Iqbal Pittalwala , UC Riverside
The absence of teeth, or “edentulism,” has evolved on multiple occasions within vertebrates, including birds, turtles and a few groups of mammals such as anteaters, baleen whales and pangolins. Where early birds are concerned, the fossil record is fragmentary. A question that has intrigued biologists is: Based on this fossil record, were teeth lost in the common ancestor of all living birds or convergently in two or more independent lineages of birds?
A research team led by biologists at the University of California, Riverside and Montclair State University, N.J., has found an answer. Using the degraded remnants of tooth genes in birds to determine when birds lost their teeth, the team reports in the Dec. 12 issue of Science that teeth were lost in the common ancestor of all living birds more than 100 million years ago.
“One of the larger lessons of our finding is that ‘dead genes,’ like the remnants of dead organisms that are preserved in the fossil record, have a story to tell,” said Mark Springer, a professor of biology and one of the lead authors of the study along with Robert Meredith at Montclair State University who was previously a graduate student and postdoctoral researcher in Springer’s laboratory. “DNA from the crypt is a powerful tool for unlocking secrets of evolutionary history.”
Springer explained that edentulism and the presence of a horny beak are hallmark features of modern birds.
“Ever since the discovery of the fossil bird Archaeopteryx in 1861, it has been clear that living birds are descended from toothed ancestors,” he said. “However, the history of tooth loss in the ancestry of modern birds has remained elusive for more than 150 years.”
All toothless/enamelless vertebrates are descended from an ancestor with enamel-capped teeth. In the case of birds, it is theropod dinosaurs. Modern birds use a horny beak, instead of teeth, and part of their digestive tract to grind up and process food.
Tooth formation in vertebrates is a complicated process that involves many different genes. Of these genes, six are essential for the proper formation of dentin (DSPP) and enamel (AMTN, AMBN, ENAM, AMELX, MMP20).
The researchers examined these six genes in the genomes of 48 bird species, which represent nearly all living bird orders, for the presence of inactivating mutations that are shared by all 48 birds. The presence of such shared mutations in dentin and enamel-related genes would suggest a single loss of mineralized teeth in the common ancestor of all living birds.
Springer, Meredith, and other members of their team found that the 48 bird species share inactivating mutations in both dentin-related (DSPP) and enamel-related genes (ENAM, AMELX, AMTN, MMP20), indicating that the genetic machinery necessary for tooth formation was lost in the common ancestor of all modern birds.
“The presence of several inactivating mutations that are shared by all 48 bird species suggests that the outer enamel covering of teeth was lost around ~116 million years ago,” Springer said.
On the basis of fossil and molecular evidence, the researchers propose a two-step scenario whereby tooth loss and beak development evolved together in the common ancestor of all modern birds. In the first stage, tooth loss and partial beak development began on the anterior portion of both the upper and lower jaws. The second stage involved concurrent progression of tooth loss and beak development from the anterior portion of both jaws to the back of the rostrum.

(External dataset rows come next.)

Issue #4572, opened 2024-01-17
[ENHANCEMENT] MK3s update First Layer Calibration to run from front to back


handro123:
**Enter what type of printer or upgrade the enhancement applies to.**
MK3s+ with E3d Revo Six
MMU3 UltiMulti

**Is your enhancement related to a problem? Please describe.**
I am a long time Prusa Mini owner and recently got a used MK3s+ with MMU. On the Mini when doing First Layer Calibration it starts at the front and snakes to the back where the square is made in the rear left corner. This is good when running First Layer Calibration as you can easily see the filament, feel with your finger (carefully) and make adjustments as needed. 

With the MK3s+ it starts the First Layer Calibration in the rear and moves forward. You can't easily see the previous rows of extrusion as you have to reach around the X-axis and Extruder. 

  
**Describe the solution you'd like**
Update the MK3s+ First Layer Calibration to match the Prusa Mini / Buddy firmware, where it starts at the front and finishes at back of the print bed.

3d-gussner:
@handro123 Thanks for the suggestion. I can't promise we will change it but I will discuss this internally.

pedjas:
It may be useful if user can rotate calibration test in 90 degree steps.

3d-gussner:
@handro123 Implemented new First layer cal in #4811. If you want to compile the firmware yourself please un-comment `#define NEW_FIRST_LAYER_CAL`  in the variant you need.

Please consider to close this issue.

@pedjas Thanks for the idea. But adding rotation would increase the code size quite a bit, especially when you want to add some LCD menu.

3d-gussner:
Closing as it has been implemented for custom builds.

PR #4811, opened 2024-11-14
Optimze and new first layer calibration

3d-gussner:
- Reduced buffer and flash size by
  - changing to relative mode during the first layer calibration pattern
  - "compressing" the Gcode line by removing spaces 
- added NEW_FIRST_LAYER_CAL to perform 1st layer cal from front to rear as requested in https://github.com/prusa3d/Prusa-Firmware/issues/4572

By default the previous known first layer calibration pattern is used. You need to un-comment `//#define NEW_FIRST_LAYER_CAL` in the variant file to use the new pattern from front to rear.

The new first layer calibration pattern from front to rear with square ends in the middle of the bed.
- The calibration of the first layer at the center is most important
- The left, right, front rear sides can manually corrected via LCD -> Calibration -> Bed level correct menu
- The first layer calibration pattern continues directly after the purge to keep the pressure stable in the nozzle

New_first_layer_cal

### DIFF
--- a/Firmware/first_lay_cal.cpp
+++ b/Firmware/first_lay_cal.cpp
@@ -184,19 +184,16 @@ void lay1cal_meander_start(float layer_height, float extrusion_width)
     static const char fmt1[] PROGMEM = "G1Z%g";
     enquecommandf_P(fmt1, layer_height);
     enquecommand_P(feedrate_F1080);
+    enquecommand_P(MSG_G91); //enable relative XYZ
 #ifdef NEW_FIRST_LAYER_CAL
     enquecommandf_P(extrude_fmt_Y, short_length, count_e(layer_height, extrusion_width, short_length));
-#endif //_NEW_FIRST_LAYER_CAL
-
-    enquecommand_P(MSG_G91); //enable relative XYZ
-#ifndef NEW_FIRST_LAYER_CAL
+    enquecommandf_P(extrude_fmt_X, long_length*invert, count_e(layer_height, extrusion_width, long_length));
+    enquecommandf_P(extrude_fmt_Y, -short_length*invert, count_e(layer_height, extrusion_width, short_length));
+#else
     enquecommandf_P(extrude_fmt_X, 25.f*invert, count_e(layer_height, extrusion_width * 4.f, 25));
     enquecommandf_P(extrude_fmt_X, 25.f*invert, count_e(layer_height, extrusion_width * 2.f, 25));
     enquecommandf_P(extrude_fmt_X, 100.f*invert, count_e(layer_height, extrusion_width, 100));
     enquecommandf_P(extrude_fmt_Y, -20.f*invert, count_e(layer_height, extrusion_width, 20));
-#else
-    enquecommandf_P(extrude_fmt_X, long_length*invert, count_e(layer_height, extrusion_width, long_length));
-    enquecommandf_P(extrude_fmt_Y, -short_length*invert, count_e(layer_height, extrusion_width, short_length));
 #endif //_NEW_FIRST_LAYER_CAL
 }
 
--- a/Firmware/first_lay_cal.cpp
+++ b/Firmware/first_lay_cal.cpp
@@ -224,17 +224,16 @@ void lay1cal_meander(float layer_height, float extrusion_width)
 
 //! @brief Print square
 //!
-//! This function needs to be called 4 times with step of 0,4,8,12
+//! This function enqueues 4 lines of the square, so it needs to be called multiple times
 //!
 //! @param cmd_buffer character buffer needed to format gcodes
-//! @param i iteration
-void lay1cal_square(uint8_t step, float layer_height, float extrusion_width)
+void lay1cal_square(float layer_height, float extrusion_width)
 {
     const float Y_spacing = spacing(layer_height, extrusion_width);
     const float long_extrusion = count_e(layer_height, extrusion_width, square_width);
     const float short_extrusion = count_e(layer_height, extrusion_width, Y_spacing);
 
-    for (uint8_t i = step; i < step+4; ++i)
+    for (uint8_t i = 0; i < 4; i++)
     {
         enquecommandf_P(extrude_fmt_X, square_width*invert, long_extrusion);
         enquecommandf_P(extrude_fmt_Y, -Y_spacing*invert, short_extrusion);
--- a/Firmware/first_lay_cal.cpp
+++ b/Firmware/first_lay_cal.cpp
@@ -188,7 +188,7 @@ void lay1cal_meander_start(float layer_height, float extrusion_width)
     enquecommandf_P(extrude_fmt_Y, short_length, count_e(layer_height, extrusion_width, short_length));
 #endif //_NEW_FIRST_LAYER_CAL
 
-    enquecommand_P(PSTR("G91"));
+    enquecommand_P(MSG_G91); //enable relative XYZ
 #ifndef NEW_FIRST_LAYER_CAL
     enquecommandf_P(extrude_fmt_X, (float)25*invert, count_e(layer_height, extrusion_width * 4.f, 25));
     enquecommandf_P(extrude_fmt_X, (float)25*invert, count_e(layer_height, extrusion_width * 2.f, 25));
--- a/Firmware/first_lay_cal.cpp
+++ b/Firmware/first_lay_cal.cpp
@@ -51,6 +51,7 @@ static void lay1cal_common_enqueue_loop(const char * const * cmd_sequence, const
 static const char extrude_fmt_X[] PROGMEM = "G1X%gE%g";
 static const char extrude_fmt_Y[] PROGMEM = "G1Y%gE%g";
 static const char zero_extrusion[] PROGMEM = "G92E0";
+static const char feedrate_F1080[] PROGMEM = "G1F1080";
 #ifndef NEW_FIRST_LAYER_CAL
 int8_t invert = 1;
 const float short_length = 20;
@@ -120,7 +121,7 @@ void lay1cal_intro_line(bool extraPurgeNeeded, float layer_height, float extrusi
     static const char cmd_intro_mmu_8[] PROGMEM = "G1X240E25F2200";
     static const char cmd_intro_mmu_9[] PROGMEM = "G1Y-2F1000";
     static const char cmd_intro_mmu_10[] PROGMEM = "G1X200E8F1400";
-    static const char cmd_intro_mmu_11[] PROGMEM = "G1Z0.2F1000";
+    static const char cmd_intro_mmu_11[] PROGMEM = "G1Z0.2";
     static const char * const cmd_intro_mmu[] PROGMEM =
     {
         // first 2 items are only relevant if filament was not loaded - i.e. extraPurgeNeeded == true
@@ -144,6 +145,7 @@ void lay1cal_intro_line(bool extraPurgeNeeded, float layer_height, float extrusi
     }
     else
     {
+        enquecommand_P(feedrate_F1080); //fixed velocity for the intro line
         enquecommandf_P(extrude_fmt_X, (float)60, count_e(layer_height, extrusion_width * 4.f, 60));
         enquecommandf_P(extrude_fmt_X, (float)202.5, count_e(layer_height, extrusion_width * 8.f, 142.5));
     }
@@ -179,9 +181,9 @@ void lay1cal_meander_start(float layer_height, float extrusion_width)
 #ifndef NEW_FIRST_LAYER_CAL
     enquecommand_P(PSTR("G1X50Y155"));
 #endif //_NEW_FIRST_LAYER_CAL
-    static const char fmt1[] PROGMEM = "G1Z%gF7200";
+    static const char fmt1[] PROGMEM = "G1Z%g";
     enquecommandf_P(fmt1, layer_height);
-    enquecommand_P(PSTR("G1F1080"));
+    enquecommand_P(feedrate_F1080);
 #ifdef NEW_FIRST_LAYER_CAL
     enquecommandf_P(extrude_fmt_Y, short_length, count_e(layer_height, extrusion_width, short_length));
 #endif //_NEW_FIRST_LAYER_CAL
--- a/Firmware/first_lay_cal.cpp
+++ b/Firmware/first_lay_cal.cpp
@@ -146,8 +146,8 @@ void lay1cal_intro_line(bool extraPurgeNeeded, float layer_height, float extrusi
     else
     {
         enquecommand_P(feedrate_F1080); //fixed velocity for the intro line
-        enquecommandf_P(extrude_fmt_X, (float)60, count_e(layer_height, extrusion_width * 4.f, 60));
-        enquecommandf_P(extrude_fmt_X, (float)202.5, count_e(layer_height, extrusion_width * 8.f, 142.5));
+        enquecommandf_P(extrude_fmt_X, 60.f, count_e(layer_height, extrusion_width * 4.f, 60));
+        enquecommandf_P(extrude_fmt_X, 202.5f, count_e(layer_height, extrusion_width * 8.f, 142.5));
     }
 }
 
@@ -190,10 +190,10 @@ void lay1cal_meander_start(float layer_height, float extrusion_width)
 
     enquecommand_P(MSG_G91); //enable relative XYZ
 #ifndef NEW_FIRST_LAYER_CAL
-    enquecommandf_P(extrude_fmt_X, (float)25*invert, count_e(layer_height, extrusion_width * 4.f, 25));
-    enquecommandf_P(extrude_fmt_X, (float)25*invert, count_e(layer_height, extrusion_width * 2.f, 25));
-    enquecommandf_P(extrude_fmt_X, (float)100*invert, count_e(layer_height, extrusion_width, 100));
-    enquecommandf_P(extrude_fmt_Y, (float)-20*invert, count_e(layer_height, extrusion_width, 20));
+    enquecommandf_P(extrude_fmt_X, 25.f*invert, count_e(layer_height, extrusion_width * 4.f, 25));
+    enquecommandf_P(extrude_fmt_X, 25.f*invert, count_e(layer_height, extrusion_width * 2.f, 25));
+    enquecommandf_P(extrude_fmt_X, 100.f*invert, count_e(layer_height, extrusion_width, 100));
+    enquecommandf_P(extrude_fmt_Y, -20.f*invert, count_e(layer_height, extrusion_width, 20));
 #else
     enquecommandf_P(extrude_fmt_X, long_length*invert, count_e(layer_height, extrusion_width, long_length));
     enquecommandf_P(extrude_fmt_Y, -short_length*invert, count_e(layer_height, extrusion_width, short_length));
--- a/Firmware/first_lay_cal.cpp
+++ b/Firmware/first_lay_cal.cpp
@@ -210,7 +210,9 @@ void lay1cal_meander(float layer_height, float extrusion_width)
         enquecommandf_P(extrude_fmt_Y, invert * -short_length, short_extrusion);
     }
 #ifdef NEW_FIRST_LAYER_CAL
-    enquecommandf_P(extrude_fmt_X, -(long_length/2-square_width/2), long_extrusion); //~Middle of bed X125
+    constexpr float mid_length = 0.5f * long_length - 0.5f * square_width;
+    const float mid_extrusion = count_e(layer_height, extrusion_width, mid_length);
+    enquecommandf_P(extrude_fmt_X, -mid_length, mid_extrusion); //~Middle of bed X125
     enquecommandf_P(extrude_fmt_Y, short_length, short_extrusion); //~Middle of bed Y105
 #endif //NEW_FIRST_LAYER_CAL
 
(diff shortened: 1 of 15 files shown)


3d-gussner:
First build

 All values in bytes. Δ Delta to base
| Target| ΔFlash | ΔSRAM | Used Flash | Used SRAM | Free Flash | Free SRAM |
| ------| ------ | ----- | -----------| --------- | ---------- | --------- |
| `MK3S_MULTILANG` | -668 | 0 | 247634 | 5654 | 6318 | 2538 |
| `MK3_MULTILANG` | -662 | 0 | 247010 | 5663 | 6942 | 2529 |

 That is more than expected. Running a rebase.

Still more than I expected, but I compiled mostly the new first layer cal pattern version
All values in bytes. Δ Delta to base

| Target| ΔFlash | ΔSRAM | Used Flash | Used SRAM | Free Flash | Free SRAM |
| ------| ------ | ----- | -----------| --------- | ---------- | --------- |
| `MK3S_MULTILANG` | -412 | 0 | 247890 | 5654 | 6062 | 2538 |
| `MK3_MULTILANG` | -412 | 0 | 247260 | 5663 | 6692 | 2529 |

Firmware/first_lay_cal.cpp
```diff
@@ -210,41 +224,37 @@ void lay1cal_meander(float layer_height, float extrusion_width)
...
-            cmd_cal_finish_4,
-            cmd_cal_finish_5
+            cmd_cal_finish_4
     };
 
+    enquecommand_P(MSG_G90);
     lay1cal_common_enqueue_loop(cmd_cal_finish, (sizeof(cmd_cal_finish)/sizeof(cmd_cal_finish[0])));
 
     if (mmu_enabled) enquecommand_P(MSG_M702); //unload from nozzle
+    disable_heater();
```
gudnimg: Note that MMU M702 needs the heater to be on to complete the unload. The heaters are already turned off above with  `M140 S0` (See `cmd_cal_finish_2`) and `M104 S0` (See `cmd_cal_finish_3`)

We can then also avoid including `#include "temperature.h"`

Now that I look at the code, the `M702` g-code should actually come before `M104 S0`

Firmware/first_lay_cal.cpp
```diff
@@ -96,65 +107,61 @@ bool lay1cal_load_filament(uint8_t filament)
...
 {
-    static const char cmd_intro_mmu_3[] PROGMEM = "G1 X55 E29 F1073";
-    static const char cmd_intro_mmu_4[] PROGMEM = "G1 X5 E29 F1800";
-    static const char cmd_intro_mmu_5[] PROGMEM = "G1 X55 E8 F2000";
-    static const char cmd_intro_mmu_6[] PROGMEM = "G1 Z0.3 F1000";
-    static const char cmd_intro_mmu_8[] PROGMEM = "G1 X240 E25  F2200";
-    static const char cmd_intro_mmu_9[] PROGMEM = "G1 Y-2 F1000";
-    static const char cmd_intro_mmu_10[] PROGMEM = "G1 X55 E25 F1400";
-    static const char cmd_intro_mmu_11[] PROGMEM = "G1 Z0.2 F1000";
-    static const char cmd_intro_mmu_12[] PROGMEM = "G1 X5 E4 F1000";
```
gudnimg, line 107: Is `cmd_intro_mmu_12` removal intentional? Also `cmd_intro_mmu_10` is changed, why?

Firmware/first_lay_cal.cpp
```diff
@@ -96,65 +107,61 @@ bool lay1cal_load_filament(uint8_t filament)
...
+            enquecommand_P(static_cast<char*>(pgm_read_ptr(&cmd_intro_mmu[i])));
         }
     }
     else
     {
-        static const char fmt1[] PROGMEM = "G1 X%d E%-.3f F1000";
-        enquecommandf_P(fmt1, 60, count_e(layer_height, extrusion_width * 4.f, 60));
-        enquecommandf_P(fmt1, 100, count_e(layer_height, extrusion_width * 8.f, 40));
+        enquecommandf_P(extrude_fmt_X, (float)60, count_e(layer_height, extrusion_width * 4.f, 60));
+        enquecommandf_P(extrude_fmt_X, (float)202.5, count_e(layer_height, extrusion_width * 8.f, 142.5));
```
gudnimg: This new format string removed the feedrate settings, previously it was 1000 mm/min or 16.67 mm/s

This previous g-code is setting 1000 mm/min so in this case it's OK. But if that string is changed, then this g-code will also change with it.

Firmware/first_lay_cal.cpp
3d-gussner: Yes both with and without MMU purge line end at ~same position to continue with the new first layer cal pattern directly after the purge to keep the nozzle pressure up.

Firmware/first_lay_cal.cpp
3d-gussner: If no feedrate is provided the last set feedrate is used. Saves few bytes and the printed lines look the same as before.

Firmware/first_lay_cal.cpp
3d-gussner: Changing to `disable_heater();` saves few additional bytes.

Firmware/first_lay_cal.cpp
leptun: I'm not sure if reducing the MMU purge line will have any unintended side effects. It could be a problem is switching between material types, but I suppose the user should pay attention when doing that anyway. Color bleed isn't really of significance on the first layer calibration, so I think this should be ok. Still I propose testing play around with this with material changes with the reduced purge.

Firmware/first_lay_cal.cpp
leptun: I agree with @gudnimg that we should probably set the feedrate to something known here once before the non-mmu purge line. No clue if something before it sets the feedrate to 1000. And yea, not specifying the F every command is fine, but we should still set the F before these two lines just for consistency at the expense of ~30B of flash.
From what I see quickly looking through the code, nothing before this sets the feedrate, so these two lines would run at whatever feedrate was set before this, which could be reasonable (default feedrate) or something ridiculously high if something else executed before it. Please enqueue a `G1F<something>` before enqueueing any other commands in the non-mmu intro.

Firmware/first_lay_cal.cpp
```diff
@@ -96,65 +107,61 @@ bool lay1cal_load_filament(uint8_t filament)
...
             zero_extrusion,
-            cmd_pre_meander_2,
+            MSG_G90,
             MSG_M83, // use relative distances for extrusion
+#ifndef NEW_FIRST_LAYER_CAL
             cmd_pre_meander_4,
             cmd_pre_meander_5,
+#endif //NEW_FIRST_LAYER_CAL
             cmd_pre_meander_6,
-            cmd_pre_meander_7,
```
leptun, line 157: The travel move will be at F7200, but I agree with this change. I always felt the travel is too slow for the first layer cal, too much oozing can happen.

Firmware/first_lay_cal.cpp
```diff
@@ -163,42 +170,49 @@ void lay1cal_before_meander()
...
-    enquecommandf_P(extrude_fmt,  75, 155, count_e(layer_height, extrusion_width * 4.f, 25));
-    enquecommandf_P(extrude_fmt, 100, 155, count_e(layer_height, extrusion_width * 2.f, 25));
-    enquecommandf_P(extrude_fmt, 200, 155, count_e(layer_height, extrusion_width, 100));
-    enquecommandf_P(extrude_fmt, 200, 135, count_e(layer_height, extrusion_width, 20));
+    enquecommand_P(PSTR("G1F1080"));
+#ifdef NEW_FIRST_LAYER_CAL
+    enquecommandf_P(extrude_fmt_Y, short_length, count_e(layer_height, extrusion_width, short_length));
+#endif //_NEW_FIRST_LAYER_CAL
+
+    enquecommand_P(PSTR("G91"));
```
leptun: maybe extract this to messages.h/cpp? - done

Firmware/first_lay_cal.cpp
```diff
@@ -163,42 +170,49 @@ void lay1cal_before_meander()
...
+    static const char fmt1[] PROGMEM = "G1Z%gF7200";
     enquecommandf_P(fmt1, layer_height);
-
-    enquecommand_P(PSTR("G1 F1080"));
-
-    enquecommandf_P(extrude_fmt,  75, 155, count_e(layer_height, extrusion_width * 4.f, 25));
-    enquecommandf_P(extrude_fmt, 100, 155, count_e(layer_height, extrusion_width * 2.f, 25));
-    enquecommandf_P(extrude_fmt, 200, 155, count_e(layer_height, extrusion_width, 100));
-    enquecommandf_P(extrude_fmt, 200, 135, count_e(layer_height, extrusion_width, 20));
+    enquecommand_P(PSTR("G1F1080"));
```
leptun: interesting choice for F. Could we maybe have a global G1F1000 that we can reuse here? Saves a few more bytes of flash and addresses the issue I mentioned earlier.

Firmware/first_lay_cal.cpp
leptun: Also, shouldn't this line be above the first meander move for the new calibration? This feels slightly misplaced.

Firmware/first_lay_cal.cpp
leptun: I agree with @gudnimg. We should not disable the heaters before the M702. Moreover, directly calling disable_heater bypasses the cmdqueue, so stuff ends up executing out of order. Please switch back to M104 and M140, but after the M702 stuff. I know it will add back some bytes, but I would rather have that than mix and match cmdqueue and non-cmdqueue actions in the automation and cause issues with the M702 unload.

~~Also grrrrrr the MK3SMMU3 prusaslicer profiles also do this out of order :/~~ I can't read. Ignore that :>

Firmware/first_lay_cal.cpp
```diff
@@ -210,41 +224,37 @@ void lay1cal_meander(float layer_height, float extrusion_width)
 //! @param i iteration
 void lay1cal_square(uint8_t step, float layer_height, float extrusion_width)
```
leptun: step parameter is now useless. Please remove it and fix the for loop to 4 cycles. Update comment above also and save some more flash by reducing parameter count :>

leptun (changes requested):

Firmware/first_lay_cal.cpp
leptun: I'd like to see the changes from #4813 in this PR to address this issue.

gudnimg: I’ll prepare a PR on @3d-gussner ‘s fork soon

Firmware/first_lay_cal.cpp
leptun: done, saved 74B of flash

Firmware/first_lay_cal.cpp
leptun: Merged. Should be resolved now. @3d-gussner please check this in the sim.

Firmware/first_lay_cal.cpp
leptun: Pushed, please double check.

Firmware/first_lay_cal.cpp
leptun: Changed to F1080 in multiple places and reused the same command in progmem

Firmware/ultralcd.cpp
```diff
@@ -857,16 +857,16 @@ void lcd_commands()
...
-                lay1cal_square(1, layer_height, extrusion_width);
+                lay1cal_square(layer_height, extrusion_width);
                 break;
             case 4:
-                lay1cal_square(2, layer_height, extrusion_width);
+                lay1cal_square(layer_height, extrusion_width);
                 break;
             case 3:
-                lay1cal_square(3, layer_height, extrusion_width);
+                lay1cal_square(layer_height, extrusion_width);
```
gudnimg: Surely this can be optimised now :)? `layer_height` and `extrusion_width` are defined as constants.

Prehaps:


```c
case 6:
case 5:
case 4:
case 3:
    lay1cal_square(layer_height, extrusion_width);
    break;
```

Firmware/first_lay_cal.cpp
```diff
@@ -37,12 +37,30 @@ static constexpr float spacing(float layer_height, float extrusion_width, float
...
-static const char zero_extrusion[] PROGMEM = "G92 E0";
+static const char extrude_fmt_X[] PROGMEM = "G1X%gE%g";
+static const char extrude_fmt_Y[] PROGMEM = "G1Y%gE%g";
+static const char zero_extrusion[] PROGMEM = "G92E0";
+static const char feedrate_F1080[] PROGMEM = "G1F1080";
+#ifndef NEW_FIRST_LAYER_CAL
+int8_t invert = 1;
+const float short_length = 20;
+#else
+int8_t invert = -1;
```
gudnimg: Is there any point having the same variable with the same value here regardless if `NEW_FIRST_LAYER_CAL` is defined or not.

Can `int8_t invert = 1;` be moved out of the `ifdef`? It doesn't save any memory, but its shorter code.

Firmware/first_lay_cal.cpp
gudnimg: Another minor nitpick.

You can change:

`(float)60` to `60.f`
`(float)202.5` to` 202.5f`

Slightly shorter code.

Firmware/first_lay_cal.cpp
```diff
@@ -163,88 +178,93 @@ void lay1cal_before_meander()
...
+#ifdef NEW_FIRST_LAYER_CAL
+    enquecommandf_P(extrude_fmt_Y, short_length, count_e(layer_height, extrusion_width, short_length));
+#endif //_NEW_FIRST_LAYER_CAL
+
+    enquecommand_P(MSG_G91); //enable relative XYZ
+#ifndef NEW_FIRST_LAYER_CAL
+    enquecommandf_P(extrude_fmt_X, (float)25*invert, count_e(layer_height, extrusion_width * 4.f, 25));
+    enquecommandf_P(extrude_fmt_X, (float)25*invert, count_e(layer_height, extrusion_width * 2.f, 25));
+    enquecommandf_P(extrude_fmt_X, (float)100*invert, count_e(layer_height, extrusion_width, 100));
+    enquecommandf_P(extrude_fmt_Y, (float)-20*invert, count_e(layer_height, extrusion_width, 20));
```
gudnimg: I think dropping the float cast would be nice:

`(float)25*invert` can be change to `invert * 25.f`

Not critical, just nitpicking :)

Firmware/first_lay_cal.cpp
```diff
@@ -163,88 +178,93 @@ void lay1cal_before_meander()
...
+        enquecommandf_P(extrude_fmt_X, -x_pos*invert, long_extrusion);
 
-        x_pos += long_length;
+        x_pos = -x_pos;
 
-        long_length = -long_length;
+        enquecommandf_P(extrude_fmt_Y, -short_length*invert, short_extrusion);
     }
+#ifdef NEW_FIRST_LAYER_CAL
+    enquecommandf_P(extrude_fmt_X, -(long_length/2-square_width/2), long_extrusion); //~Middle of bed X125
```
gudnimg: Consider using multiplication instead:

`long_length/2` -> `long_length * 0.5f`

It may be the compiler is smart enough to do this change automatically, but lets be explicit. Multiplication is more efficient than division.

Firmware/ultralcd.cpp
leptun: I think the plan is to have it account for the nozzle size. Layer height is indeed always 0.2mm but the extrusion width is changed based on the hardware setup.

Firmware/first_lay_cal.cpp
```diff
@@ -163,88 +178,93 @@ void lay1cal_before_meander()
...
+#endif //_NEW_FIRST_LAYER_CAL
+
+    enquecommand_P(MSG_G91); //enable relative XYZ
+#ifndef NEW_FIRST_LAYER_CAL
+    enquecommandf_P(extrude_fmt_X, (float)25*invert, count_e(layer_height, extrusion_width * 4.f, 25));
+    enquecommandf_P(extrude_fmt_X, (float)25*invert, count_e(layer_height, extrusion_width * 2.f, 25));
+    enquecommandf_P(extrude_fmt_X, (float)100*invert, count_e(layer_height, extrusion_width, 100));
+    enquecommandf_P(extrude_fmt_Y, (float)-20*invert, count_e(layer_height, extrusion_width, 20));
+#else
+    enquecommandf_P(extrude_fmt_X, long_length*invert, count_e(layer_height, extrusion_width, long_length));
```
leptun, line 198: this line is overextruded since a shorter length is used with the same E count. Needs adjusting

image

Firmware/first_lay_cal.cpp
leptun: Woops, commented on the wrong thing.

This line is overextruded since a shorter length is used with the same E count. Needs adjusting

image

Firmware/first_lay_cal.cpp
3d-gussner: The values are `-1`  vs `1` to invert the direction

Firmware/first_lay_cal.cpp
3d-gussner: @leptun Good point. the extrusion needs to be 0.5 of the long_length

Firmware/first_lay_cal.cpp
gudnimg: Sorry I thought I saw both as -1 😅 false alarm.

Firmware/ultralcd.cpp
gudnimg: Indeed. But we can assume the nozzle diameter wont change during first layer calibration.

3d-gussner: No it doesn't change.

gudnimg: Made a PR: https://github.com/3d-gussner/Prusa-Firmware/pull/97

Firmware/first_lay_cal.cpp
```diff
@@ -37,12 +37,30 @@ static constexpr float spacing(float layer_height, float extrusion_width, float
...
+            continue;
+        }
+
+        enquecommand_P(static_cast<char*>(pgm_ptr));
     }
 }
 
-static const char extrude_fmt[] PROGMEM = "G1 X%d Y%d E%-.5f";
-static const char zero_extrusion[] PROGMEM = "G92 E0";
+static const char extrude_fmt_X[] PROGMEM = "G1X%gE%g";
```
gudnimg: Does G1 support scientific notation? `g` means `Use the shortest representation: %e or %f`. Is something like 3.9265e+2 parsed correctly?

leptun: nope. If we end up scientific notation then this will fail for sure. Maybe just a simple %f might be better suited. That doesn't pad the end with zeros, no?

Firmware/ultralcd.cpp
leptun: merged

Firmware/first_lay_cal.cpp
leptun: Are you sure? Feels to me like it would be better but still not 100% correct as that would still slightly overextrude. Remember that the line is (half of long_length - half of the square width). So just setting it to 0.5x will not account for the square size

Firmware/first_lay_cal.cpp
3d-gussner: I don't think that the avr will produce any `e+2` and also never seen anything longer than 7 chars `"G1Y23.6111E0.74031"`

leptun: Can you try to use %f and see if it generates the same commands? I think it will and will definitely be safer to use as it should always work.

Firmware/first_lay_cal.cpp
leptun: > Consider using multiplication instead:
> 
> `long_length/2` -> `long_length * 0.5f`
> 
> It may be the compiler is smart enough to do this change automatically, but lets be explicit. Multiplication is more efficient than division.

All divisions are done inside constexpr or on constant compile time computed variables, so I am not worried about these.

Firmware/first_lay_cal.cpp
leptun: @gudnimg fixed nitpick

Firmware/first_lay_cal.cpp
leptun: fixed

Firmware/first_lay_cal.cpp
leptun: Fixed @3d-gussner

Firmware/first_lay_cal.cpp
leptun: @3d-gussner fixed overextrusion with new pattern. Please check

gudnimg: Reminder for myself: check if that division is done at compile time. If not, is the division done once or twice.

leptun: It was. I extracted that to a constexpr and no size change happened. After that I also switched to 0.5f*. Changed in https://github.com/prusa3d/Prusa-Firmware/pull/4811/commits/7a47bf30be79c6b9e9c042dbd6384eccad28a592

gudnimg (approved):
Approving, I'd like to see @leptun approve as well. Or at least 2nd approval :)

leptun (approved):
Tested both calibration versions in MK404 with fancy extrusion and colored extrusion based on width. Looks good to me. Only tested with 0.4mm nozzle

3d-gussner:
@gudnimg @leptun Thanks for the feedback and review.

jedisct1:
Been running my MK3S+ with `NEW_FIRST_LAYER_CAL` for a while, and it works perfectly.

“We propose that this progression ultimately resulted in a complete horny beak that effectively replaced the teeth and may have contributed to the diversification of living birds,” Springer said.
The research team also examined the genomes of additional toothless/enamelless vertebrates including three turtles and four mammals (pangolin, aardvark, sloth, and armadillo) for inactivating mutations in the dentin- and enamel-related genes. For comparison, the researchers looked at the genomes of mammalian taxa with enamel-capped teeth.
“All edentulous vertebrate genomes that we examined are characterized by inactivating mutations inDSPP, AMBN, AMELX, AMTN, ENAM, and MMP20, rendering these genes non-functional,” Springer said. “The dentin-related gene DSPP is functional in vertebrates with enamelless teeth — sloth, aardvark, armadillo. All six genes are functional in the American alligator, a representative of Crocodylia, the closest living relatives of birds, and mammalian taxa with enamel capped teeth.”
The research was supported, in part, by a grant to Springer from the National Science Foundation.
Springer and Meredith were joined in the research by Guojie Zhang at China National GeneBank, China; M. Thomas P. Gilbert at the University of Copenhagen Oster Voldgade, Denmark; and Erich D. Jarvis at Duke University Medical Center, N.C.
All the scientists are coauthors with several others, including UC Riverside biologist John Gatesy, on a second paper in the same issue of Science. This paper employs the same 48 bird genomes to ask the question: “What makes a bird a bird?”
“The new bird genomes represent a major advance given that only a handful of bird genomes — zebra finch, turkey, chicken and duck — were previously available,” Springer said.